### [Requirement]
From the first line to the last, copy the material exactly.

### [Task material]
PR #2374, opened 2023-08-12
Changed promises to async/await in addProjectToCollection.js

adadgarg:
Changes:
Changed the promises to async/await syntax in the addProjectToCollection.js file.

### DIFF
--- a/server/controllers/collection.controller/addProjectToCollection.js
+++ b/server/controllers/collection.controller/addProjectToCollection.js
@@ -1,15 +1,9 @@
 import Collection from '../../models/collection';
 import Project from '../../models/project';
 
-export default function addProjectToCollection(req, res) {
+export default async function addProjectToCollection(req, res) {
   const owner = req.user._id;
   const { id: collectionId, projectId } = req.params;
-
-  const collectionPromise = Collection.findById(collectionId).populate(
-    'items.project',
-    '_id'
-  );
-  const projectPromise = Project.findById(projectId);
 
   function sendFailure(code, message) {
     res.status(code).json({ success: false, message });
@@ -46,7 +40,6 @@ export default function addProjectToCollection(req, res) {
 
     try {
       collection.items.push({ project });
-
       return collection.save();
     } catch (error) {
       console.error(error);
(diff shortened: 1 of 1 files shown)


server/controllers/collection.controller/addProjectToCollection.js
```diff
@@ -69,9 +62,19 @@ export default function addProjectToCollection(req, res) {
...
-    .catch(sendFailure);
+  try {
+    const collection = await Collection.findById(collectionId).populate(
+      'items.project',
+      '_id'
+    );
+    const project = await Project.findById(projectId);
+
+    const updatedCollection = await updateCollection([collection, project]);
+    if (updatedCollection) {
```
lindapaiste, line 73: What if there’s not an updated collection?  Do we need an `else` here?  We probably also want 404 errors if either the collection or the project are not found.  But I need to take a closer look at this and see what those other functions are doing.

adadgarg: we can just send failure message and then return 

```
  if (!updatedCollection) {
    sendFailure(404, 'Collection not updated');
    return;
  }
```

adadgarg: for collection and project we can also do the same

```
if (!collection) {
      sendFailure(404, 'Collection not found');
      return;
}
if (!project) {
  sendFailure(404, 'Project not found');
  return;
}
```

lindapaiste: Ah ok now I'm looking at this properly and I see that the things I was concerned about are already handled in other places.

The not found errors are in handled inside the `updateCollection` function.  https://github.com/processing/p5.js-web-editor/blob/6f5eb26a3afd29615c15be47f5a04c20ae81bed0/server/controllers/collection.controller/addProjectToCollection.js#L17-L25

If `updateCollection` returns `null` then it will have also called `sendFailure` https://github.com/processing/p5.js-web-editor/blob/6f5eb26a3afd29615c15be47f5a04c20ae81bed0/server/controllers/collection.controller/addProjectToCollection.js#L44-L48

server/controllers/collection.controller/addProjectToCollection.js
```diff
@@ -69,9 +62,19 @@ export default function addProjectToCollection(req, res) {
...
-    .then(updateCollection)
-    .then(populateReferences)
-    .then(sendSuccess)
-    .catch(sendFailure);
+  try {
+    const collection = await Collection.findById(collectionId).populate(
+      'items.project',
+      '_id'
+    );
+    const project = await Project.findById(projectId);
```
lindapaiste, line 70: There's actually a slight performance benefit to the `Promise.all` in the previous code because it allows the two "findById" functions to be executed at the same time instead of one and then the other.

raclim:
Since it's been a while since this PR has been updated, I've marked it with a "closing soon" label, which signifies that this PR will be closed in 10 days. Please feel free to revisit this to make any further updates or indicate that you would like to keep this open!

### [Expected output]
PR #2374, opened 2023-08-12
Changed promises to async/await in addProjectToCollection.js

adadgarg:
Changes:
Changed the promises to async/await syntax in the addProjectToCollection.js file.

### DIFF
--- a/server/controllers/collection.controller/addProjectToCollection.js
+++ b/server/controllers/collection.controller/addProjectToCollection.js
@@ -1,15 +1,9 @@
 import Collection from '../../models/collection';
 import Project from '../../models/project';
 
-export default function addProjectToCollection(req, res) {
+export default async function addProjectToCollection(req, res) {
   const owner = req.user._id;
   const { id: collectionId, projectId } = req.params;
-
-  const collectionPromise = Collection.findById(collectionId).populate(
-    'items.project',
-    '_id'
-  );
-  const projectPromise = Project.findById(projectId);
 
   function sendFailure(code, message) {
     res.status(code).json({ success: false, message });
@@ -46,7 +40,6 @@ export default function addProjectToCollection(req, res) {
 
     try {
       collection.items.push({ project });
-
       return collection.save();
     } catch (error) {
       console.error(error);
(diff shortened: 1 of 1 files shown)


server/controllers/collection.controller/addProjectToCollection.js
```diff
@@ -69,9 +62,19 @@ export default function addProjectToCollection(req, res) {
...
-    .catch(sendFailure);
+  try {
+    const collection = await Collection.findById(collectionId).populate(
+      'items.project',
+      '_id'
+    );
+    const project = await Project.findById(projectId);
+
+    const updatedCollection = await updateCollection([collection, project]);
+    if (updatedCollection) {
```
lindapaiste, line 73: What if there’s not an updated collection?  Do we need an `else` here?  We probably also want 404 errors if either the collection or the project are not found.  But I need to take a closer look at this and see what those other functions are doing.

adadgarg: we can just send failure message and then return 

```
  if (!updatedCollection) {
    sendFailure(404, 'Collection not updated');
    return;
  }
```

adadgarg: for collection and project we can also do the same

```
if (!collection) {
      sendFailure(404, 'Collection not found');
      return;
}
if (!project) {
  sendFailure(404, 'Project not found');
  return;
}
```

lindapaiste: Ah ok now I'm looking at this properly and I see that the things I was concerned about are already handled in other places.

The not found errors are in handled inside the `updateCollection` function.  https://github.com/processing/p5.js-web-editor/blob/6f5eb26a3afd29615c15be47f5a04c20ae81bed0/server/controllers/collection.controller/addProjectToCollection.js#L17-L25

If `updateCollection` returns `null` then it will have also called `sendFailure` https://github.com/processing/p5.js-web-editor/blob/6f5eb26a3afd29615c15be47f5a04c20ae81bed0/server/controllers/collection.controller/addProjectToCollection.js#L44-L48

server/controllers/collection.controller/addProjectToCollection.js
```diff
@@ -69,9 +62,19 @@ export default function addProjectToCollection(req, res) {
...
-    .then(updateCollection)
-    .then(populateReferences)
-    .then(sendSuccess)
-    .catch(sendFailure);
+  try {
+    const collection = await Collection.findById(collectionId).populate(
+      'items.project',
+      '_id'
+    );
+    const project = await Project.findById(projectId);
```
lindapaiste, line 70: There's actually a slight performance benefit to the `Promise.all` in the previous code because it allows the two "findById" functions to be executed at the same time instead of one and then the other.

raclim:
Since it's been a while since this PR has been updated, I've marked it with a "closing soon" label, which signifies that this PR will be closed in 10 days. Please feel free to revisit this to make any further updates or indicate that you would like to keep this open!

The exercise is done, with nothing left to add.